Does anyone have any pointers? The book I'm using doesn't give an example like it, so I'm not even really sure what it's asking.

Assuming $$O [ g ( n ) ]$$ is a composite function, let:
$$g\left( n \right) = 5n$$
$$O\left( n \right) = 4n$$

And so,
$$\therefore f\left( n \right) = O\left[ {g\left( n \right)} \right] \Rightarrow f\left( n \right) = 20n$$

*However, for Part A:
$$\log _2 20n \ne 4\log _2 \left( {5n} \right) , n \ne \frac{{2^{\frac{2} {3}} }}{5}$$

*And for Part B:
$$400n^2 \ne 4\left( {25n^2 } \right) , n \ne 0$$

Last edited:
lurflurf
Homework Helper
bomba923 said:
A counterexample?
Assuming $$O [ g ( n ) ]$$ is a composite function, let:
$$g\left( n \right) = 5n$$
$$O\left( n \right) = 4n$$

And so,
$$\therefore f\left( n \right) = O\left[ {g\left( n \right)} \right] = f\left( n \right) = 20n$$

*However, for Part A:
$$\log _2 20n \ne 4\log _2 \left( {5n} \right)$$

*And for Part B:
$$400n^2 \ne 4\left( {25n^2 } \right) , n \ne 0$$

Both (a) & (b) are false, I believe.
That is not a composite function.
http://mathworld.wolfram.com/AsymptoticNotation.html

Last edited:
lurflurf said:

bomba923 said:
Assuming $$O [ g ( n ) ]$$ is a composite function,

Sorry had no idea this was of asymptopic notation!
well, I thought it was just a normal composite function, like those in early algebra Then again, it would have been
K-12 forum in that case Sorry--sorry

Last edited:
lurflurf
Homework Helper
So
f(n) is O(g(n)) means
|f(n)|<A*g(n) for some constant A
You should state if this is for all n, or in the limit.
Also is f>0
I will assume f>0 so that
0<f(n)<A*g(n)
if s(x) is strictly increasing when x>0
ie
s(x+y)>s(x) whenever x,y>0
then
f(n)<A*g(n)
implies
s(f(n))<s(A*g(n))
x^2 and log2(x) meet this requirement and each allow further simplification
f(n)<A*g(n)
so
(f(n))^2<(A*g(n))^2
(f(n))^2<(A^2)*(g(n))^2
is
(f(n))^2 is O((g(n))^2)
true?
f(n)<A*g(n)
log2(f(n))<log2(A*g(n))
log2(f(n))<log2(A)+log2(g(n))
This puts much doubt on
log2 f(n) is O(log2 g(n))
consider f(n)=2^(-n^2) g(n)=2^(-n)
f(n)<2*g(n)
so
f(n) is O(g(n))
log2 f=-n^2 log2 g=-n
so we have g<0 hance falsehood, but even if
log2 f(n) is O(|log2 g(n)|) were intended
n^2 is O(n) is also false

Hurkyl
Staff Emeritus
Gold Member
The book I'm using doesn't give an example like it, so I'm not even really sure what it's asking.

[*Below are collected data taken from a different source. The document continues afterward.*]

PR #10189, opened 2026-04-22
tvos: Implement deep link URL handling

jkim-julie:
Configure the tvOS application to register a 'YouTube' URL scheme.
Incoming deep link URLs from scene:openURLContexts (for running apps)
and scene:willConnectToSession (for cold starts) are now routed to the
DeepLinkManager. This enables launching the application and navigating
to specific content using deep links, for example, from the command
line.

Bug: 452302320

### DIFF
--- a/cobalt/app/tvos/main.mm
+++ b/cobalt/app/tvos/main.mm
@@ -26,12 +26,14 @@
 #include "base/task/thread_pool.h"
 #include "cobalt/app/cobalt_main_delegate.h"
 #include "cobalt/app/cobalt_switch_defaults.h"
+#include "cobalt/browser/h5vcc_runtime/deep_link_manager.h"
 #include "cobalt/shell/browser/shell.h"
 #include "components/crash/core/app/crashpad.h"
 #include "content/public/app/content_main.h"
 #include "content/public/app/content_main_runner.h"
 #include "content/public/browser/render_view_host.h"
 #include "content/public/browser/render_widget_host.h"
+#include "net/base/apple/url_conversions.h"
 #include "starboard/common/command_line.h"
 #include "starboard/tvos/shared/application_darwin.h"
 
@@ -48,6 +50,27 @@ static const char** g_argv = nullptr;
   return content::Shell::windows()[0]->web_contents();
 }
 
+- (void)handleDeepLink:(NSSet<UIOpenURLContext*>*)URLContexts {
+  // URLContexts can contain multiple items, but since DeepLinkManager
+  // handles one link at a time, only a single context is used.
+  UIOpenURLContext* context = URLContexts.anyObject;
+  if (!context) {
+    return;
+  }
+  NSURL* url = context.URL;
+  if (!url) {
+    return;
+  }
+
+  GURL parsedURL = net::GURLWithNSURL(url);
+
+  if (!parsedURL.is_valid() || parsedURL.scheme().length() == 0) {
+    return;
+  }
+
+  cobalt::browser::DeepLinkManager::GetInstance()->OnDeepLink(parsedURL.spec());
+}
+
 - (void)scene:(UIScene*)scene
     willConnectToSession:(UISceneSession*)session
                  options:(UISceneConnectionOptions*)connectionOptions {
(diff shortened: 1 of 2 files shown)


cobalt/app/tvos/main.mm
```diff
@@ -48,6 +49,21 @@ @implementation CobaltAppSceneDelegate
   return content::Shell::windows()[0]->web_contents();
 }
 
+- (void)handleDeepLink:(NSSet<UIOpenURLContext*>*)URLContexts {
+  // URLContexts can contain multiple items, but this uses the first one since
+  // DeepLinkManager processes one link at a time.
+  UIOpenURLContext* context = URLContexts.allObjects.firstObject;
```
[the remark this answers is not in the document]
jkim-julie: Done.

cobalt/app/tvos/main.mm
```diff
@@ -48,6 +49,21 @@ @implementation CobaltAppSceneDelegate
...
+  if (!context) {
+    return;
+  }
+  NSURL* url = context.URL;
+  if (!url) {
+    return;
+  }
+  cobalt::browser::DeepLinkManager::GetInstance()->OnDeepLink(
+      url.absoluteString.UTF8String);
```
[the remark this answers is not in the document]
jkim-julie: Done.

jkim-julie:

cobalt/shell/app/tvos-Info.plist
```diff
@@ -33,5 +33,16 @@
   <string>This identifier will be used to deliver personalized ads to you.</string>
   <key>YTApplicationURL</key>
   <string>https://www.youtube.com/tv</string>
+  <key>CFBundleURLTypes</key>
+  <array>
+    <dict>
+      <key>CFBundleURLName</key>
+      <string>dev.cobalt.tvos</string>
```
rakuco: Shouldn't this be `${BUNDLE_IDENTIFIER}`?

cobalt/app/tvos/main.mm
```diff
@@ -48,6 +49,21 @@ @implementation CobaltAppSceneDelegate
...
+  UIOpenURLContext* context = URLContexts.anyObject;
+  if (!context) {
+    return;
+  }
+  NSURL* url = context.URL;
+  if (!url) {
+    return;
+  }
+  cobalt::browser::DeepLinkManager::GetInstance()->OnDeepLink(
+      url.absoluteString.UTF8String ?: "");
```
rakuco: I think there should be more validation here, similar to e.g. https://source.chromium.org/chromium/chromium/src/+/main:ios/chrome/app/startup/chrome_app_startup_parameters.mm;l=155;drc=4fea9fb486691d4d62c1005aac1251cb8b77c3cb:
- convert from NSURL to a GURL
- return early if the GURL is not valid
- pass `GURL::spec()` to `OnDeepLink()`

cobalt/shell/app/tvos-Info.plist
```diff
@@ -33,5 +33,16 @@
   <string>This identifier will be used to deliver personalized ads to you.</string>
   <key>YTApplicationURL</key>
   <string>https://www.youtube.com/tv</string>
+  <key>CFBundleURLTypes</key>
```
rakuco, line 36: @fayev-g do you know how this works internally with C25? Does the official app handle this schema and pass on these deep links by default as well? Just double checking to make sure there are no security concerns involved.

cobalt/shell/app/tvos-Info.plist
jkim-julie: Right! Done.

cobalt/app/tvos/main.mm
jkim-julie: Done.

rakuco (approved):
informal lgtm pending the question about unconditionally including these new entries in the plist

cobalt/shell/app/tvos-Info.plist
fayev-g: Yes, this schema looks like it was supported in C25. The values are slightly different but they will be overridden in the prod build anyway, so this is fine

fayev-g (approved):

cobalt/shell/app/tvos-Info.plist
```diff
@@ -33,5 +33,16 @@
...
+  <array>
+    <dict>
+      <key>CFBundleURLName</key>
+      <string>${BUNDLE_IDENTIFIER}</string>
+      <key>CFBundleURLSchemes</key>
+      <array>
+        <string>YouTube</string>
```
yell0wd0g, line 43: Not sure but we might need to add "YouYubeTV" here as well?
For the other app. @fayev-g would know.

yell0wd0g (approved):
RS LGTM if @fayev-g is happy.

cobalt/shell/app/tvos-Info.plist
jkim-julie: I think it makes sense.
Added "YouTubeTV" for CFBundleURLSchemes.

There are examples in your calculus book. :tongue2: (At least if you've learned the theorem that characterizes asymptotic notation in terms of limits)

But honestly, these are straightforward with the algebraic definition as well.

Thanks for the pointers.

No, there aren't examples in my calc book I've taken calc I, II and III, but this is for my Algorithms computer science class.

DaveC426913
Gold Member
Drat. Sucked in by a thread title again.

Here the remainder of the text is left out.